A hybrid BN is necessary to handle a mixture of continuous and categorical variables in a single model, such that categorical variables can also be parents of continuous variables. A hybrid BN also handles continuous variables without transforming them (ie, discretization). This also helps to avoid potential biases due to discretization in small-state spaces, such as software engineering datasets.

In this work, our industry wanted to decide “when to stop testing and release the product.” Therefore, we aimed at predicting software reliability by learning the probability of residual defects given observations from software metrics. This probability is computed, ie, “inferred,” from the BN via several techniques. We used Gibbs sampling, a well-known Monte Carlo technique on approximation of the joint probability distribution over conditional distributions. Gibbs sampling is well-suited for inferring the posterior distribution in a BN formed with a mixture of continuous and categorical variables, some of which also have missing data. Missing data in surveys is a common problem, and we had missing data in our surveys as well.

Our findings in this study showed that the effects of software processes and their causal relationships on software reliability are worth the investigation. Construction of a BN gave us some insights into understanding process factors in detail and their effect on software reliability. We used different factors/metrics to cover the 3Ps (people, process, product) of an SDLC. We have seen that causal models are better at predicting software reliability than generalized linear models, which treat each factor independently. The BN model in our industry partner predicts 84% of post-release defects with less than a 25% Mean Relative Error.

Use the Methodology, Not the Model

Software organizations need predictive models to make release decisions. Using estimated post-release defects and the company’s pre-determined threshold for software reliability, it is possible to estimate a release readiness level for each release. This threshold helps managers to make a decision either to release the software, or to delay the release, or to cancel the release. Measuring/quantifying software processes helps software organizations build a measurement repository and monitor trends of development practices in a systematic way. Our experience in building BNs in different organizations showed that there are not a specific set of metrics that should be used in any software development organization to predict reliability in terms of post-release defects. Causal relationships also change from one model to another based on local data collected from the organization.
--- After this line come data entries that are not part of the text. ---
PR #2091, opened 2018-03-26
refactor(core): Change type to Instant

robzienert:
Refactors the type of the just-merged startTimeTtl PR. @robfletcher did it this way so I can get more contributor points.

### DIFF
--- a/orca-core/src/main/java/com/netflix/spinnaker/orca/pipeline/model/Execution.java
+++ b/orca-core/src/main/java/com/netflix/spinnaker/orca/pipeline/model/Execution.java
@@ -28,6 +28,7 @@ import com.netflix.spinnaker.security.User;
 import javax.annotation.Nonnull;
 import javax.annotation.Nullable;
 import java.io.Serializable;
+import java.time.Instant;
 import java.util.*;
 
 import static com.netflix.spinnaker.orca.ExecutionStatus.NOT_STARTED;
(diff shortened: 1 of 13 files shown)


orca-core/src/main/java/com/netflix/spinnaker/orca/pipeline/model/Execution.java
```diff
@@ -196,13 +197,14 @@ public void setEndTime(@Nullable Long endTime) {
    * Gets the start ttl timestamp for this execution. If the execution has not
    * started before this timestamp, the execution will immediately terminate.
    */
-  private Long startTimeTtl;
+  private Instant startTimeTtl;
 
-  public @Nullable Long getStartTimeTtl() {
+  public @Nullable
+  Instant getStartTimeTtl() {
```
robfletcher: Not to be picky but is this really a TTL?

robzienert: What would you call it instead? It's time-to-live as far as it being valid. It's not a cache, but it becomes invalid after that timestamp.

robfletcher: I’m not bringing you solutions, I’m just bringing you problems.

Hence, we suggest that practitioners follow a methodology rather than using same metric sets with the same causal relationships among each other.
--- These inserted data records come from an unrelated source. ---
PR #2093, opened 2018-03-28
fix(provider/kubernetes): cancel timed-out run job pods

lwander:
@robfletcher let me know if this is appropriate. This allows tasks to handle being timed out, which is particularly useful for hung "run job" stages.


lwander:
depends on https://github.com/spinnaker/clouddriver/pull/2462

tomaslin:
We've seen cases where the polling times out due to network connectivity issues or misconfiguration in a proxy, if I'm understanding what this code is doing correctly, it would prematurely try to stop jobs that are fine. Can we feature flag it?

tomaslin:
also on the same vein, if you're canceling the job when the job times out, there should be an option to also cancel the underlying job when the pipeline is stopped or the stage is canceled

lwander:
> We've seen cases where the polling times out due to network connectivity issues or misconfiguration in a proxy,

I'm pretty sure `TimeoutException` can only be thrown when the actual timeout is met. Do you see situations where stages are failing due to a task/stage timeout, even though the actual execution succeeded? See:

https://github.com/spinnaker/orca/pull/2093/files#diff-03be772de3ad7155b258785b71d92dbcR195 and https://github.com/spinnaker/orca/pull/2093/files#diff-03be772de3ad7155b258785b71d92dbcR217


> also on the same vein, if you're canceling the job when the job times out, there should be an option to also cancel the underlying job when the pipeline is stopped or the stage is canceled

Good idea -- I'll look into that

lwander:
Hey Tomas, can you confirm if the timeout exception is reachable for anything but an actual timeout? 

I'll defer the onCancel change to a later PR since it's a little more invovled.

katrielt:
> also on the same vein, if you're canceling the job when the job times out, there should be an option to also cancel the underlying job when the pipeline is stopped or the stage is canceled

+1 for that. IMHO, anything else will be inconsistent behavior

lwander:
Updated to handle the cancel case as well.

It's possible to hit a race condition where if you hit cancel immediately after starting the pipeline, it's possible the "delete job" request will run in clouddriver before the job is submitted, even though the execution is already killed. It seems the only way to avoid that is to block, but that's a bad pattern in the task handler.

lwander:
@tomaslin PTAL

Our experience in industry as well as the findings of our systematic review in [3] showed that there is a need for a systematic approach in building BNs. The dataset characteristics, source of data, and types of input and output variables would be important in:

1. identification of structure learning techniques to model cause-effect relationships between variables, and the rationale of choosing the selected technique, and in

2. identification of parameter learning, with respect to

○ how to set the prior distributions, and

○ how to estimate the final parameters of the model (inference), and the rationale of choosing the selected technique.

As always, the tool support and tool selection is also an important consideration for adoption and sustainability of a given technique/model in the industry.

Similar to computational biology and healthcare, we need to make decisions under uncertainty using multiple data sources. As we understand the dynamics of BNs and the techniques used for model learning, and inference, these models would enable us to uncover hidden relationships between variables, which cannot be easily identified by experts [1]. BNs will help us determine how scientific belief is modified by data. In the software engineering/software analytics community (both academia and practice), we should embrace BNs as a method for evidence-based statistics to be used in inference and decision making.